# Preferred Sparkplugs/Oil/filter '67 400HO GTO



## Grant1969 (Mar 15, 2014)

I was just checking to see what sparkplugs (brand and code), Oil (brand and weight) and oil filter (brand and part#) people are running in stock late 60's 400 motors. Thanks


----------



## Matthew (Feb 11, 2011)

Grant, 68 GTO with AC Delco R43S plugs, PF24 oil filter and I use Brad Penn 10W30 oil. Matt


----------



## Grant1969 (Mar 15, 2014)

I currently have AC Delco R43S plugs but the owners manual says these plugs are for extended highway driving which I don't do. The R45S plug is recommended for daily driving.
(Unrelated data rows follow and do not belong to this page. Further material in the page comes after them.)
PR #120, opened 2017-09-09
Update .eslintrc `make eslint-fix`

glebm:
.eslintrc changes:

* Disallow dangling commas as they do not always work in NodeJS.
* Allow `~` by default as it is not likely to be a typo.
* Allow leading underscores by default when called via `this`, e.g.
  `this._private_prop`.
* Allow use-before-define for functions. It is safe as function
  declarations are hoisted, and we do it throughout the codebase.
* Allow generator loops (`for ... of`), as we do not target older
  browsers that do not support them (AirBnB bans them by default because
  the polyfill is too heavy).

There are still some lint errors but they will need to be fixed /
ignored manully.

### DIFF
--- a/.eslintrc
+++ b/.eslintrc
@@ -6,6 +6,32 @@
     },
     "rules": {
         "indent": ["error", 4],
-        "import/extensions": ["error", "always"]
+        "import/extensions": ["error", "always"],
+        "comma-dangle": ["error", "never"],
+        "no-bitwise": ["error", { "allow": ["~"] }],
+        "no-underscore-dangle": ["error", { "allowAfterThis": true }],
+        "no-use-before-define": [
+            "error",
+            {
+                "functions": false,
+                "classes": true,
+                "variables": true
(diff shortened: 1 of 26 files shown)


glebm:
@vishesh Please review the changes as the AirBnB style guide does make some unusual choices by default (like not indenting a `switch/case`).

vishesh:
Thanks @glebm!

Regarding `switch` statement, its actually pretty common in C/C++/Java  world. Maybe that's how they picked it up. What else you find unusual?

BTW are spread arguments now natively supported by browsers and node?

glebm:
@vishesh Yes, spread arguments are supported everywhere (http://kangax.github.io/compat-table/es6/#test-spread_(...)_operator). So is most of ES6+, and even ES2017, most browsers are evergreen nowadays.

I didn't find anything else to be unusual, just seeing that `switch` was enough for me to question the rest.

Just curious if there is a notable difference between the two plugs.


----------



## Matthew (Feb 11, 2011)

Not in my mind, but I think the 45 is a hotter burning plug than the 43. You can go to a 45 with no issue. Matt


----------



## geeteeohguy (Feb 2, 2008)

I'm running R44S in both my 389 and 400. No issues. Matt has a good plan with his oil and filter choice. I use Wix oil filters exclusively, but AC filters and Baldwin filters are excellent, too. Just stay away from Fram. I've been using Rotella diesel spec oil for awhile, in 15/40, but Brad Penn 10w30 would be a better choice in most cases, IMO.


----------



## Lemans guy (Oct 14, 2014)

I went to NGK plugs gapped at 45 with the electronic ignition gadget. They are really good.

I use Valvoline 10W-30 and always use Wix filters on everything.......


----------



## Grant1969 (Mar 15, 2014)

Thanks for all the replies


----------